# THE TASK
Your task is to give the number of lines in the listing that include "auto", and nothing else.

=== Section Start ===

PR #11238, opened 2023-04-26
[EMCAL-834] Checking active links per trigger

mpoghos:


Detectors/EMCAL/workflow/src/RawToCellConverterSpec.cxx
```diff
@@ -167,6 +181,12 @@ void RawToCellConverterSpec::run(framework::ProcessingContext& ctx)
       auto feeID = raw::RDHUtils::getFEEID(header);
       auto triggerbits = raw::RDHUtils::getTriggerType(header);
 
+      ULong64_t BCcoll = ULong64_t(triggerBC) + ULong64_t(triggerOrbit * 3564);
```
mfasDa: Please use instead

=== Section End ===

# RESPONSE FOR THIS EXERCISE
2